API_KEY = "sk-abc123"              # Use environment variables

Also avoid: logic in __init__.py (re-exports only), god functions (> ~50 lines).

17. Pre-Commit Checklist

18. CHANGELOG.md

Follow Keep a Changelog + Semantic Versioning. Full template in references/REFERENCE.md.

Rules: reverse chronological, YYYY-MM-DD dates, sections Added/Changed/Fixed/Removed/Security (omit empty ones). MAJOR = breaking, MINOR = features, PATCH = fixes.

19. README.md

Required sections: Title -> Stack -> Architecture -> Quick Start -> Environment Variables -> Development -> Project Structure -> Docs

Full template in references/REFERENCE.md. Start broad (what + why), get specific (how). Quick Start < 5 steps.

20. Jupyter Notebooks

Notebooks in notebooks/, snake_case names (no dates). Cell order: title -> imports -> config -> processing -> results. Use setup_logger(__name__). Clear outputs before committing. Full conventions in references/REFERENCE.md.

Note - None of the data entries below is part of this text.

PR #3720, opened 2018-07-09
Make Notifier identify torrents by infohash

ichorid:
Makes Notifier identify torrent objects by the infohash instead of the title. It is much safer this way.


qstokkink:
@ichorid could you also get rid of the `seeding_download_list` in that method?

PR #3733, opened 2018-07-12
WIP: Hide download details on deselect

qstokkink:
This PR hides the download details tab upon deselecting all downloads.


Nubro01:
Going into the 5th year since this request and still nothing has been done!
How difficult is it to create a flag and test that flag and enable or disable this?

Issue #3759, opened 2018-07-23
Lots of Unnamed Torrents in channels


qstokkink:
There are a lot of unnamed torrents appearing in channels.

![afbeelding](https://user-images.githubusercontent.com/3630389/43084377-da3db116-8e98-11e8-812d-a743f3ac666d.png)

qstokkink:
Actually these seem to be corrupt in the `Torrent` database:

![afbeelding](https://user-images.githubusercontent.com/3630389/43187570-0994d656-8ff2-11e8-849d-0110e261821b.png)

qstokkink:
I printed out all the torrent updates:

```python
INFO    1532509355.25                 community:110  (PopularityCommunity)  Got torrent info response from ('XXX.XXX.XXX.XXX', 24773)
CRITICAL 1532509355.25      SqliteCacheDBHandler:501  (TorrentDBHandler)  Updating 7I0Dpi3LSw+W8O7bBcXOAqU6P0Q=: {'comment': '', 'num_files': 0, 'length': 0, 'name': '', 'creation_date': 0}
```

This might be related.

qstokkink:
So, clicking download actually shows files in one of these unnamed torrents:

![afbeelding](https://user-images.githubusercontent.com/3630389/43193026-3fc63712-8fff-11e8-91d9-a159c03371b9.png)

But when it starts downloading, all the info is gone:

![afbeelding](https://user-images.githubusercontent.com/3630389/43193053-4c5918aa-8fff-11e8-894f-692ce0bbefab.png)

![afbeelding](https://user-images.githubusercontent.com/3630389/43193061-52d052fc-8fff-11e8-96d0-4bfa6072a17f.png)

PR #3766, opened 2018-07-30
Update unnamed torrents on metainfo check

xoriole:
Unnamed torrents are now updated on metainfo check.
Related #3759

### DIFF
--- a/Tribler/Core/CacheDB/SqliteCacheDBHandler.py
+++ b/Tribler/Core/CacheDB/SqliteCacheDBHandler.py
@@ -515,6 +515,23 @@ class TorrentDBHandler(BasicDBHandler):
         if notify:
             self.notifier.notify(NTFY_TORRENTS, NTFY_UPDATE, infohash)
 
+    def update_torrent_with_metainfo(self, infohash, metainfo):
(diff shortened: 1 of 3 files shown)


Tribler/Core/CacheDB/SqliteCacheDBHandler.py
```diff
@@ -515,6 +515,20 @@ def updateTorrent(self, infohash, notify=True, **kw):  # watch the schema of dat
         if notify:
             self.notifier.notify(NTFY_TORRENTS, NTFY_UPDATE, infohash)
 
+    def update_torrent_with_metainfo(self, infohash, metainfo):
+        """ Updates name, length and num files from metainfo. """
```
qstokkink: Shouldn't you try to load this from the database (if it exists)? You run the risk of overwriting known data now.

xoriole: Check from the database is done by the caller (torrentinfo_endpoint.py:69). But I agree with your comment.

qstokkink: Yeah, it would be cleaner if the `torrentinfo_endpoint.py` does not concern itself with the existing database state. That should be in this function

PR #3776, opened 2018-08-09
Performing direct payouts to other Tribler clients

### LINKED ISSUE #3718: Direct payouts between Tribler clients when doing plain seeding
Currently, we payout bandwidth tokens to relays and exit nodes, to compensate them for their provided services. This resulted in some confusion since 'normal' seeding, without using proxies, is not being rewarded by tokens. Rewarding plain seeding (to other Tribler clients), will reinforce the token economy and provide more incentive to seed.

We should explore whether it is possible to do so. For instance, we might use the libtorrent user agent to check whether another user is running Tribler. If so, we keep track of the amount of uploaded bytes to this user and periodically construct a block to pay this other user. This of course assumes that we know the public (Dispersy/IPv8) port and public key of our counterparts. This information should be exchanged between clients somehow.

devos50:
This PR implements direct payouts between Tribler instances (zero-hop downloads).

TODO:
- [x] write unit tests
- [x] test the implementation with 100+ Tribler instances and varying download sizes (done: https://jenkins-ci.tribler.org/job/pers/job/direct_download_devos50/96/)

Fixes #3718

### DIFF
--- a/Tribler/Core/APIImplementation/LaunchManyCore.py
+++ b/Tribler/Core/APIImplementation/LaunchManyCore.py
@@ -15,6 +15,7 @@ from traceback import print_exc
 from Tribler.Core.CacheDB.sqlitecachedb import forceDBThread
 from Tribler.Core.DecentralizedTracking.dht_provider import MainlineDHTProvider
 from Tribler.Core.DownloadConfig import DownloadStartupConfig, DefaultDownloadStartupConfig
+from Tribler.Core.Modules.payout_manager import PayoutManager
 from Tribler.Core.Modules.resource_monitor import ResourceMonitor
 from Tribler.Core.Modules.search_manager import SearchManager
 from Tribler.Core.Modules.versioncheck_manager import VersionCheckManager
@@ -109,6 +110,7 @@ class TriblerLaunchMany(TaskManager):
         self.credit_mining_manager = None
         self.market_community = None
         self.dht_community = None
+        self.payout_manager = None
 
     def register(self, session, session_lock):
         assert isInIOThread()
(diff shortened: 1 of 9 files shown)


devos50:
While I haven't finished the big experiment yet, I think this PR is ready for review 👍

Tribler/Core/APIImplementation/LaunchManyCore.py
```diff
@@ -709,6 +714,13 @@ def sesscb_states_callback(self, states_list):
                     hops = self.session.config.get_default_number_hops()
                     self.update_download_hops(download, hops)
 
+            # Check the peers of this download every five seconds and add them to the payout manager when
+            # this peer runs a Tribler instance
+            if self.state_cb_count % 5 == 0 and download.get_hops() == 0 and self.payout_manager:
+                for peer in download.get_peerlist():
+                    if 'Tribler' in peer["extended_version"]:
```
qstokkink: Can you do a `.startswith()` here? It is more efficient.

Tribler/Core/APIImplementation/LaunchManyCore.py
```diff
@@ -709,6 +714,13 @@ def sesscb_states_callback(self, states_list):
...
+                        self.payout_manager.update_peer(peer["id"].decode('hex'), infohash, peer["dtotal"])
```
qstokkink: Also, there might be garbage in the peer id: please do some input validation here/handle the exceptions from invalid hex encoding.

devos50: The peer ID is already encoded in hex format: https://github.com/Tribler/tribler/blob/next/Tribler/Core/Libtorrent/LibtorrentDownloadImpl.py#L852

qstokkink: Alright 👍

devos50:
Status update: it seems that the direct payouts is working correctly, however, I think there is a bug in the DHTDiscoveryCommunity since peers are removed after around one minute, even though they are pinged.

Functional experiment (where I removed the (buggy?) code that deletes peers from the DHT storage): https://jenkins-ci.tribler.org/job/pers/job/direct_download_devos50/96/

Final interaction graph (not all peers are downloading something):
trustchain_interactions

PR #3813, opened 2018-08-24
Integrated IPv8 REST API in Tribler

devos50:
Requires https://github.com/Tribler/fake-tribler-api/pull/28


devos50:
retest this please

Issue #3805, opened 2018-08-20
Too much checking torrent.


Aldo-f:
#### Please, fill all relevant items: ####
- [x] I have read CONTRIBUTING.rst
- [x] I have tried with the latest pre-release version and I still can reproduce the issue.

##### Tribler version/branch+revision: #####
7.0.2
7.1.0-beta

##### Operating system and version: #####
Windows 10 home
v 1803

##### Steps to reproduce the behavior: #####
Changing anonymity from none to 1 hop.
Changing anonymity from 1 hop to none.
(on D-disk; for tiny and huge torrents; Tribler installed on D)

##### Expected behavior: #####
After building circuits starting to upload/download.

##### Actual behavior: #####
First checks, (then building circuits,) then seeds.
Doesn't need to check, the torrent doesn't change. 

##### Relevant log file output: #####
Didn't find relevant log files on %APPDATA%\.Tribler\logs

##### Also: ##### 
Can't seem to successfully shut down Tribler, it always asks me to force shutdown.
And even that takes more than five minutes, so i need to use task manager to shut it down.
(not a problem in 7.1.0-beta (on C-disk))

devos50:
Thank you for your report. When changing anonymity, Tribler internally removes the torrent from libtorrent and adds it again, with different parameters.

It should not be hard to preserve the state of a download and inject it when re-adding the download to libtorrent. We will give some priority to this issue. @egbertbouman do you want to take this one?

egbertbouman:
@devos50 Sure, I'll take a look. It should just be a matter of reusing the resume data. This will also prevent the download/upload counters from resetting.

arvidn:
I don't really know what Tribler does with the torrent when removing it and re-adding it, but chances are that it could be changed in-place (unless you're actually changing the torrent itself, causing the info-hash to change).

The way to prevent the re-checking is to save resume data for the torrent. This is an asynchronous operation and will return the resume data in an alert. In the current stable version of libtorrent you get back a bencoded buffer than can then be passed back in via the `add_torrent_params` object.

In master (the next major release of libtorrent), this has been simplified a bit by separating the serialisation of the resume data from returning it. There, the resume data is all stored in a structured form in the `add_torrent_params` object directly, and it can then be serialised/deserialised to its bencoded form independently.

Issue #3199, opened 2017-11-09
Change hops while force-rechecking/changing hops clears ratio


qstokkink:
If you change the anon-hops while performing a torrent recheck, the ratio is cleared.

qstokkink:
From https://www.libtorrent.org/reference-Core.html#force-recheck:

> force_recheck puts the torrent back in a state where it assumes to have no resume data

I guess the resume data gets wiped by design.

Issue #3173, opened 2017-10-22
Changing Anonymous hop counter, triggers a check of the whole file.


Nubro01:
- [ ] I have tried with the latest pre-release version and I still can reproduce the issue.
Yes
##### Tribler version/branch+revision: #####
Tribler 7
##### Operating system and version: #####
Windows 10 Insider 17017
##### Steps to reproduce the behavior: #####
Right click an entry with the Library and select a different number of hops
##### Expected behavior: #####
Hop counter is changed and files are not checked.
##### Actual behavior: #####
Hop counter is changed and file is checked again.

qstokkink:
Dev. note: this can probably be achieved by modifying the LibTorrent checkpoint file directly to share it between LibTorrent sessions.

PR #3825, opened 2018-08-27
Reuse pstate when changing hop count

egbertbouman:
Fixes https://github.com/Tribler/tribler/issues/3805, https://github.com/Tribler/tribler/issues/3173,  https://github.com/Tribler/tribler/issues/3199.
Also fixes LibtorrentDownloadImpl.setup not correctly handling the pstate argument.

### DIFF
--- a/Tribler/Core/APIImplementation/LaunchManyCore.py
+++ b/Tribler/Core/APIImplementation/LaunchManyCore.py
@@ -593,6 +593,8 @@ class TriblerLaunchMany(TaskManager):
         """
         infohash = binascii.hexlify(download.tdef.get_infohash())
         self._logger.info("Updating the amount of hops of download %s", infohash)
+        pstate = download.get_persistent_download_config()
+        pstate.set('state', 'engineresumedata', (yield download.save_resume_data()))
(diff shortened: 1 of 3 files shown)


Tribler/Core/APIImplementation/LaunchManyCore.py
```diff
@@ -593,6 +593,8 @@ def update_download_hops(self, download, new_hops):
         """
         infohash = binascii.hexlify(download.tdef.get_infohash())
         self._logger.info("Updating the amount of hops of download %s", infohash)
+        pstate = download.get_persistent_download_config()
+        pstate.set('state', 'engineresumedata', (yield download.save_resume_data()))
```
devos50: What if the torrent is in the state where it's still fetching metadata? Does the `save_resume_data` fire with `None` then?

egbertbouman: Yep, it returns `None`. In this case libtorrent will give us a `save_resume_data_failed_alert`, which will trigger the errback being called, but since the `Failure` is then trapped in `_on_resume_err`, we end up with `None`.

PR #3830, opened 2018-08-28
Fixed bug on adding torrent from HTTP URL that resolves to a magnet link

### LINKED ISSUE #3828: Twisted unsupported scheme: ''
From reporter - Tribler 7.1.0-beta (Darwin-17.7.0-x86_64-i386-64bit) [#15833](http://reporter.tribler.org/stacktrace/15833)
```python

File "TriblerGUI/event_request_manager.py", line 127, in on_read_data
RuntimeError: [Failure instance: Traceback: <class 'twisted.web.error.SchemeNotSupported'>: Unsupported scheme: ''
twisted/internet/defer.py:651:_runCallbacks
twisted/web/client.py:2044:_handleResponse
twisted/web/client.py:2026:_handleRedirect
twisted/web/client.py:1795:request
twisted/web/client.py:1596:request
twisted/web/client.py:1580:_getEndpoint
twisted/web/client.py:1460:endpointForURI
]
```

xoriole:
Fixes #3828 

With previous PR #3795 Twisted agent now supports HTTPS so we no longer need treq.
Therefore, I'm removing this dependency.

### DIFF
--- a/Tribler/Core/Modules/restapi/torrentinfo_endpoint.py
+++ b/Tribler/Core/Modules/restapi/torrentinfo_endpoint.py
@@ -106,8 +106,14 @@ class TorrentInfoEndpoint(resource.Resource):
                 request.setResponseCode(http.INTERNAL_SERVER_ERROR)
                 return json.dumps({"error": "error while decoding torrent file"})
         elif uri.startswith('http'):
-            def _on_loaded(metadata):
-                metainfo_deferred.callback(bdecode(metadata))
+            def _on_loaded(response):
+                if response.startswith('magnet'):
+                    _, infohash, _ = parse_magnetlink(response)
+                    if infohash:
+                        self.session.lm.ltmgr.get_metainfo(response, callback=metainfo_deferred.callback, timeout=20,
+                                                           timeout_callback=on_metainfo_timeout, notify=True)
+                        return
+                metainfo_deferred.callback(bdecode(response))
             http_get(uri.encode('utf-8')).addCallback(_on_loaded).addErrback(on_lookup_error)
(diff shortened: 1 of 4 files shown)


Tribler/Core/Modules/restapi/torrentinfo_endpoint.py
```diff
@@ -106,8 +106,12 @@ def on_lookup_error(failure):
                 request.setResponseCode(http.INTERNAL_SERVER_ERROR)
                 return json.dumps({"error": "error while decoding torrent file"})
         elif uri.startswith('http'):
-            def _on_loaded(metadata):
-                metainfo_deferred.callback(bdecode(metadata))
+            def _on_loaded(response):
+                if response.startswith('magnet:?xt=urn:btih:'):
```
devos50: You should be careful with this. It could be that the magnet link does not start with the `btih` element but instead the name. I would rather have something like:

```
if response.startswith('magnet:'):
```

Tribler/Core/Utilities/utilities.py
```diff
@@ -356,16 +356,22 @@ def http_get(uri):
     def _on_response(response):
         if response.code == http.OK:
             return readBody(response)
+        if response.code == http.FOUND:
+            # Check if location header contains magnet link
+            location_headers = response.headers.getRawHeaders("location")
+            if not location_headers:
+                return fail()
+            new_uri = location_headers[0]
+            if new_uri.startswith('magnet:?xt=urn:btih:'):
```
devos50: See my comment above

devos50:
@xoriole could you rebase it first?

PR #3836, opened 2018-08-30
Replaced Electrum with bitcoinlib

### LINKED ISSUE #3831: Explore libbitcoin as an alternative to Electrum
Currently, we use Electrum to provide the functionality to trade Bitcoin on our decentralized market. However, this library is suffering from an increasing number of issues when being integrated with Tribler. The main issue is that Electrum has moved to Python 3 and deprecated the 'old' Python 2.7 implementation, which will likely suffer from vulnerabilities which are not fixed. Besides that, the Electrum library adds many dependencies to the Tribler code base.

As an alternative, I found [libbitcoin](https://github.com/1200wd/bitcoinlib). A quick investigation shows that it supports the same features as Electrum (creating wallets, managing balance and fetching fee estimations). It also contains support for Litecoin/Dash wallets, supports Python 2.7 and has a nice code base. It is, however, a less popular alternative compared to Electrum.

Goal: investigate whether libbitcoin can replace Electrum

devos50:
In this PR, I replaced the Electrum library with bitcoinlib. Note that bitcoinlib is optional, however, we should ship it with the Tribler client on Windows and Mac. On Linux, it is optional and users can install the wallet themselves using pip (users will get a warning if the library is not installed when trying to create a Bitcoin wallet).

Another advantage of bitcoinlib is that it also supports Litecoin and Dash. Support for these wallets will be added in a later PR.

Fixes #3831

### DIFF
--- a/Tribler/Test/test_as_server.py
+++ b/Tribler/Test/test_as_server.py
@@ -207,13 +207,13 @@ class AbstractServer(BaseTestCase):
                 f = open(filename, 'a')
             else:
                 f = open(filename, 'w')
-                print >> f, "annotation start end"
+                f.write("annotation start end\n")
 
             AbstractServer._annotate_counter += 1
             _annotation = re.sub('[^a-zA-Z0-9_]', '_', annotation)
             _annotation = u"%d_" % AbstractServer._annotate_counter + _annotation
 
-            print >> f, _annotation, self.annotate_dict[annotation], time.time()
+            f.write("%s %s %s\n" % (_annotation, self.annotate_dict[annotation], time.time()))
             f.close()
 
     def get_bucket_range_port(self):


xoriole:
retest this please

xoriole:
retest this please

xoriole:
retest this please

xoriole:
retest this please

Tribler/Core/Modules/wallet/btc_wallet.py
```diff
@@ -213,31 +64,10 @@ def get_balance(self):
...
-                server = self.get_daemon().get_server(config)
-                result = server.run_cmdline(options)
-
-                if not result[0]:  # Transaction failed
-                    return fail(RuntimeError(result[1]))
-
-                return succeed(str(result[1]))
+                self._logger.info("Creating Bitcoin payment with amount %f to address %s", amount, address)
+                tx = self.wallet.send_to(address, int(amount))
+                return str(tx.hash)
```
xoriole: Should this be ` return succeed(str(tx.hash))`?

devos50:
retest this please

devos50:
Ready for review. The uncovered lines are quite hard to cover with a test :/

PR #3841, opened 2018-08-31
Fixed tray icon already deleted bug

### LINKED ISSUE #3840: RuntimeError: wrapped C/C++ object of type QSystemTrayIcon has been deleted
From reporter - Tribler 7.1.0-beta [#15912](http://reporter.tribler.org/stacktrace/15912)
Linux-4.14.66-1-MANJARO-x86_64-with-glibc2.2.5
Python 2.7.15 (default, Jun 27 2018, 13:05:28) 

```python
File "/usr/share/tribler/TriblerGUI/tribler_window.py", line 306, in on_torrent_finished
"Download of %s has finished." % torrent_info["name"])
RuntimeError: wrapped C/C++ object of type QSystemTrayIcon has been deleted
```

xoriole:
Fixed tray icon already deleted bug.

Fixes #3840

### DIFF
--- a/TriblerGUI/tribler_window.py
+++ b/TriblerGUI/tribler_window.py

21. Package Management with `uv`

uv add fastapi                    # Add dependency
uv add pandas==2.2.3              # Pin exact version for production
uv add --dev pytest ruff black    # Dev dependency
uv sync                           # Install from lock file
uv sync --no-dev --frozen         # CI/CD — production only

Rules: pin exact versions in production, commit both pyproject.toml and uv.lock, dev tools under [project.optional-dependencies].

Dockerfile: COPY --from=ghcr.io/astral-sh/uv:latest /uv /usr/local/bin/uv then uv sync --system --no-dev --frozen.

For full templates, complete code examples, and additional resources, see references/REFERENCE.md.